Read Consolation Page 25


  ‘Oh, really? And where is it, this wicked house?’

  ‘Well, uh . . .’

  Lucas removed his seat belt, moved forward, looked at the road, thought for two seconds and trumpeted, ‘Straight ahead!’

  His driver rolled his eyes heavenward.

  Straight ahead.

  Of course.

  How stupid could he be.

  To heaven . . .

  Which had taken on a pink hue.

  And powdered its nose to accompany them . . .

  ‘You look like you’re crying?’ said his companion anxiously.

  ‘No, no, it’s just that I’m very tired . . .’

  ‘Why’re you tired?’

  ‘Because I didn’t get much sleep.’

  ‘Did you take a very long trip to come and see me?’

  ‘Oh, if you only knew!’

  ‘And did you fight a lot of monsters?’

  ‘Hey,’ said Charles cheekily, thrusting his thumb towards his brawler’s face: ‘You don’t think I did this myself, now, do you?’

  Respectful silence.

  ‘And what’s that? Is that blood?’

  ‘What d’you think?’

  ‘Why are there some spots that are dark brown and other ones that are light brown?’

  The age of why and then why and then why. He’d forgotten . . .

  ‘Well . . . it depends on the monsters.’

  ‘And which ones were the meanest?’

  They were out in the sticks now, chattering away . . .

  ‘Hey, is your wicked house much further?’

  Lucas peered at the windscreen, made a face, turned round: ‘Oh, we just drove past.’

  ‘Oh, well done!’ groaned Charles, pretending, ‘well done, copilot! I don’t know if I can take you along on any future expeditions, now!’

  Contrite silence.

  ‘Hey . . . Of course I’ll take you. Why don’t you come and sit on my knee in the front here? You’ll be able to see better to show me the way.’

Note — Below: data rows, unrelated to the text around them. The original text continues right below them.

PR #204, opened 2018-09-26
Update plotly.py

### LINKED ISSUE #203: graph not rendering in /interactive-graphing
graph error in interactive-graphing

When I run the example code using my dash-docs venv it looks there is a unicode error in the traceback that is fixed when I upgrade plotly.py to 3.2.1

michaelbabyn:
This PR should fix #203


chriddyp:
💃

  This time, it was clear, and there would be no regrets: he had just made himself a friend in the Le Men clan, and for life.

  But oh Lord, he was aching all over.

  They stopped so that Lucas could change places. Then they did a fine manoeuvre on a brown cow pasture, slalomed along the warm tarmac, turned in front of a sign that said Les Vesperies, had a job locating the rut that would take them on to the dirt road, then finally found themselves headed down a magnificent avenue lined with oak trees.

  Charles, who had forgotten neither the way he smelled nor the way he looked, began to panic.

  ‘Does she live in a château, your friend Alice?’

  ‘Well, yes.’

  ‘But er . . . how well do you know these people?’

  ‘Well . . . I mainly know the baroness and Victoria . . . Victoria, you’ll see, she’s the oldest and fattest.’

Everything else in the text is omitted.